Print exactly the lines below between the line holding "dpiAwarenessContext.Equals(DpiAwarenessContextValue.Unaware) ||" and the line holding "Writing test cases", inclusive, and nothing more.

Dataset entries
━━━━━━

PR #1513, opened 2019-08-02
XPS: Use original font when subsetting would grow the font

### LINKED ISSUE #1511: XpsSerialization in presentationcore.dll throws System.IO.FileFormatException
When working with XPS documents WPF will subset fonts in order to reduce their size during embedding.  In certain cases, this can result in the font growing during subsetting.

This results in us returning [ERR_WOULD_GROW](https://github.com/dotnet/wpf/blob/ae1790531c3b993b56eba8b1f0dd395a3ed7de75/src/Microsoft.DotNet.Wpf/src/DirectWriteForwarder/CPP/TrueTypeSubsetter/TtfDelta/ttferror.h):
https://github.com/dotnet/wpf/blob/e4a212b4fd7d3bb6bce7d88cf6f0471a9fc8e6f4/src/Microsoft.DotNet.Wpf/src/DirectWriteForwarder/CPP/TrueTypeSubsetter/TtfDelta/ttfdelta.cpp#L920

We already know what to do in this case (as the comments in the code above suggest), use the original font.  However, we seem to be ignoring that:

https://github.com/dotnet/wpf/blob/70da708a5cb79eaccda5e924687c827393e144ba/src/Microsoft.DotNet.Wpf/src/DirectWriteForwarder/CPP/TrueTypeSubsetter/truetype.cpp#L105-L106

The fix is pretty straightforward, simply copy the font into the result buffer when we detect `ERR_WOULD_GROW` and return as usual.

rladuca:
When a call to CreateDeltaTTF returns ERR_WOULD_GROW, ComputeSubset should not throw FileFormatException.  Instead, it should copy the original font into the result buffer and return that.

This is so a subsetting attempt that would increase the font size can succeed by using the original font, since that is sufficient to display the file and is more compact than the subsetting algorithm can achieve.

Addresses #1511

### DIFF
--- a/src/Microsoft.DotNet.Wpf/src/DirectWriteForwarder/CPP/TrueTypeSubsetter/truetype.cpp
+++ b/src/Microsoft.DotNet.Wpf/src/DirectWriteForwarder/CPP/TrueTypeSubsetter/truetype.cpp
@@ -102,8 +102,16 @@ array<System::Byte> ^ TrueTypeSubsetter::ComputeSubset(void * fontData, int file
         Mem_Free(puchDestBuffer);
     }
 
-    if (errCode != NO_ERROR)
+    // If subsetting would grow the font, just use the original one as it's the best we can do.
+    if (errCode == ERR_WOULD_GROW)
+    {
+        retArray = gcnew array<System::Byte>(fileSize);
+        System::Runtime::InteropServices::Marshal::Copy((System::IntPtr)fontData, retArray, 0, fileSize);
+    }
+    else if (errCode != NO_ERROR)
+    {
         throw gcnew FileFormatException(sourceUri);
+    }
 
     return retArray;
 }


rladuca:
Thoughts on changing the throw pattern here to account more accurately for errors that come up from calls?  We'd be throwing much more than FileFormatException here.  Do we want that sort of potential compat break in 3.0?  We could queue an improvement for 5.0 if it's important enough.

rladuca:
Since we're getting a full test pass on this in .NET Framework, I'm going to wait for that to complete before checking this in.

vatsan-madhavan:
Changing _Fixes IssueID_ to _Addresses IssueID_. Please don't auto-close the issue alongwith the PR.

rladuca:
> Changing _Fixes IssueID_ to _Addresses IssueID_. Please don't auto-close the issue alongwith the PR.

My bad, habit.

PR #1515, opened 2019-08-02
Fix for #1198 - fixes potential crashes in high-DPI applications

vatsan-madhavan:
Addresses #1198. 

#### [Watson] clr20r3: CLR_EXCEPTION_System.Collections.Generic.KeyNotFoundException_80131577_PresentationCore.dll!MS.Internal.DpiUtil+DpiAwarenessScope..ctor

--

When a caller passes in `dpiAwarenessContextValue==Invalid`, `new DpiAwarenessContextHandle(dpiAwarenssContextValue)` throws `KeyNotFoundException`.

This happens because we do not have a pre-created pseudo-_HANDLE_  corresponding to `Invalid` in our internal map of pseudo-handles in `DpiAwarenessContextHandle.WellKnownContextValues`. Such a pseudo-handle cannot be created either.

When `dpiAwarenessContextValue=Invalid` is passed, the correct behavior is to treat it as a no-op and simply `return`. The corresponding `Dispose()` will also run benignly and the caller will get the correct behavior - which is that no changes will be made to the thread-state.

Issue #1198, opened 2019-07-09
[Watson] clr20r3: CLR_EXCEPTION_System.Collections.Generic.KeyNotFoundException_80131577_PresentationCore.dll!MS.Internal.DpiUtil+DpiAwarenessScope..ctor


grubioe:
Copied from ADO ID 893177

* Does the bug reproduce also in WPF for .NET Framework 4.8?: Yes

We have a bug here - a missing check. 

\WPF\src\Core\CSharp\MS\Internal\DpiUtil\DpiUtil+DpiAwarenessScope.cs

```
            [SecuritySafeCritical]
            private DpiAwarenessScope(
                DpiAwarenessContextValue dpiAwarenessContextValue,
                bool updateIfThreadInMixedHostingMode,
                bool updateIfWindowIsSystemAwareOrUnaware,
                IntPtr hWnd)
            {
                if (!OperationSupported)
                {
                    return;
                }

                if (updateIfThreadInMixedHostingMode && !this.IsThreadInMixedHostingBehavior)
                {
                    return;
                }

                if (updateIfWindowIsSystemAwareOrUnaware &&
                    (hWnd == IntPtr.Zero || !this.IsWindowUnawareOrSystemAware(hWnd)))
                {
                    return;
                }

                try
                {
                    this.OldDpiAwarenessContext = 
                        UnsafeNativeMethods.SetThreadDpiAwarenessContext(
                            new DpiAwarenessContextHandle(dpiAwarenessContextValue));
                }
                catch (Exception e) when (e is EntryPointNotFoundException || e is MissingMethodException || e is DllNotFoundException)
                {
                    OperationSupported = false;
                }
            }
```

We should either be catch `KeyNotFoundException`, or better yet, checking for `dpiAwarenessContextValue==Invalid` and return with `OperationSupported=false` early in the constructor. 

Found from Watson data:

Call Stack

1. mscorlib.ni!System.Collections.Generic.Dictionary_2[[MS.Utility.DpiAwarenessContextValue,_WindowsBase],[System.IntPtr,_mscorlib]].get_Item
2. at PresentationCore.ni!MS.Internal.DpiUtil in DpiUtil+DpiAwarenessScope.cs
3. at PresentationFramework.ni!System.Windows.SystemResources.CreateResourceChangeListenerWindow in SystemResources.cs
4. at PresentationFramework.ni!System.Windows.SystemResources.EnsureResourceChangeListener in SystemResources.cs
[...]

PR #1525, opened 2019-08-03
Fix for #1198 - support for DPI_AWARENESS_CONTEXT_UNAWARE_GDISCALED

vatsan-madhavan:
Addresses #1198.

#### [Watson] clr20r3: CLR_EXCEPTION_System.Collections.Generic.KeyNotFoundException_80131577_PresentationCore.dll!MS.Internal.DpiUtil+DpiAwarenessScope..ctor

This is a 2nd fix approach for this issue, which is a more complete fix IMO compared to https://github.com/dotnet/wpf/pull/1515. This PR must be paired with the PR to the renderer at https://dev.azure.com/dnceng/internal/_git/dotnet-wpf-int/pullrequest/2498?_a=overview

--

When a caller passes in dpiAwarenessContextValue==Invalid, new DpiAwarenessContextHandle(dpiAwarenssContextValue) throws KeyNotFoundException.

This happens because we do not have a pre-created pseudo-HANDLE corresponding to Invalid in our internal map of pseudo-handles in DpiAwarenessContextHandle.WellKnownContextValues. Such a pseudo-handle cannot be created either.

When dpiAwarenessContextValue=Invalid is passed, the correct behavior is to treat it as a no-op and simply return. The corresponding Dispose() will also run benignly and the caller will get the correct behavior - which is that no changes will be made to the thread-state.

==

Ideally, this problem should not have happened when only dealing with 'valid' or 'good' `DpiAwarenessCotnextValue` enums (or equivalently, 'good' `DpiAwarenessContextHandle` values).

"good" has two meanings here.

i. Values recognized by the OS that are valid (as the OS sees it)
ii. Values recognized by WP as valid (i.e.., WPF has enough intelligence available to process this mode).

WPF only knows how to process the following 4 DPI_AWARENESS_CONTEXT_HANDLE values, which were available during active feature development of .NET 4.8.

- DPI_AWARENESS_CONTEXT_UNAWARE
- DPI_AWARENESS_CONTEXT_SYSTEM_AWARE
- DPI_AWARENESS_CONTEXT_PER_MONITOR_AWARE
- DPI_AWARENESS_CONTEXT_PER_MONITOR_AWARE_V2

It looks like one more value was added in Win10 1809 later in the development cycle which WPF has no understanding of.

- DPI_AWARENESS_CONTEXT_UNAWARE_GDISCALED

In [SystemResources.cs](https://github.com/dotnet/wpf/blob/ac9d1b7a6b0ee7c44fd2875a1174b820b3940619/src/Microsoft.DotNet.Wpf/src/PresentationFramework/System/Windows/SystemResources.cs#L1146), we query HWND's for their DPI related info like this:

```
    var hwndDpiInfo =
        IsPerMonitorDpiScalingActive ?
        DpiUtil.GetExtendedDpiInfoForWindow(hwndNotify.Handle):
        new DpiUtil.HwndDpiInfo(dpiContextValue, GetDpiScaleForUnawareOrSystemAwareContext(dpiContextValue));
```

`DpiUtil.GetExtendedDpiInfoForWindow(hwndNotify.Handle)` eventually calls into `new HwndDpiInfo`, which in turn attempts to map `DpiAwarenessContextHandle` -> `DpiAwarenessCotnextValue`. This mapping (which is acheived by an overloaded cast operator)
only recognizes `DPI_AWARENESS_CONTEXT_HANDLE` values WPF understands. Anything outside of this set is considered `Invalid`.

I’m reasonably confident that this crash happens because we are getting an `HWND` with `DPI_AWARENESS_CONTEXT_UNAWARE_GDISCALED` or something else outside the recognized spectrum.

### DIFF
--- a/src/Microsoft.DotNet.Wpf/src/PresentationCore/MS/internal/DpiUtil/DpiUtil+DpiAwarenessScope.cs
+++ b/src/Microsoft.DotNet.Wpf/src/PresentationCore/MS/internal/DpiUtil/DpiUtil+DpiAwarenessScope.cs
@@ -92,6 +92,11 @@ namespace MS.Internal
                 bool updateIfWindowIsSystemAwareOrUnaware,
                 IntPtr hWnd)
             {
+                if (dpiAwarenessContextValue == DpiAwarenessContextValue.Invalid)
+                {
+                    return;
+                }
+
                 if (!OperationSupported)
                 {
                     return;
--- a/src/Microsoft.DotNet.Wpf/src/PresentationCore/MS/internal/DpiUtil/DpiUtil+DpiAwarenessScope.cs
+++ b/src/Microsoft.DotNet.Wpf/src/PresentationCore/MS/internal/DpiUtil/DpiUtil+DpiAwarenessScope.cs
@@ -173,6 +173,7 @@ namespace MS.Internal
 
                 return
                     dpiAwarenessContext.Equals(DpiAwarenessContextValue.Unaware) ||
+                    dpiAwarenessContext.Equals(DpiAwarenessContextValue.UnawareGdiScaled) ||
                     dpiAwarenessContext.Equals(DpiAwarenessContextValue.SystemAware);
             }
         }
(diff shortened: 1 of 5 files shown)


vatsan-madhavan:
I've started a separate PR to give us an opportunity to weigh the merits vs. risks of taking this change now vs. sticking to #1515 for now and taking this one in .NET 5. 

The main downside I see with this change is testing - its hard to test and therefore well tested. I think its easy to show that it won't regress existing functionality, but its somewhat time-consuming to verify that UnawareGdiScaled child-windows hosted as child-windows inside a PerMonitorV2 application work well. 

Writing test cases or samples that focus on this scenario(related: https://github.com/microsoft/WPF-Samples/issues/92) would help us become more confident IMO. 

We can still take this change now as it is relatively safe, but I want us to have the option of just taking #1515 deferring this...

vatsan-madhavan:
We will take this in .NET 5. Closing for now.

━━━━━━

- _THE COMPLETED TASK_:
                     dpiAwarenessContext.Equals(DpiAwarenessContextValue.Unaware) ||
+                    dpiAwarenessContext.Equals(DpiAwarenessContextValue.UnawareGdiScaled) ||
                     dpiAwarenessContext.Equals(DpiAwarenessContextValue.SystemAware);
             }
         }
(diff shortened: 1 of 5 files shown)


vatsan-madhavan:
I've started a separate PR to give us an opportunity to weigh the merits vs. risks of taking this change now vs. sticking to #1515 for now and taking this one in .NET 5. 

The main downside I see with this change is testing - its hard to test and therefore well tested. I think its easy to show that it won't regress existing functionality, but its somewhat time-consuming to verify that UnawareGdiScaled child-windows hosted as child-windows inside a PerMonitorV2 application work well. 

Writing test cases or samples that focus on this scenario(related: https://github.com/microsoft/WPF-Samples/issues/92) would help us become more confident IMO. 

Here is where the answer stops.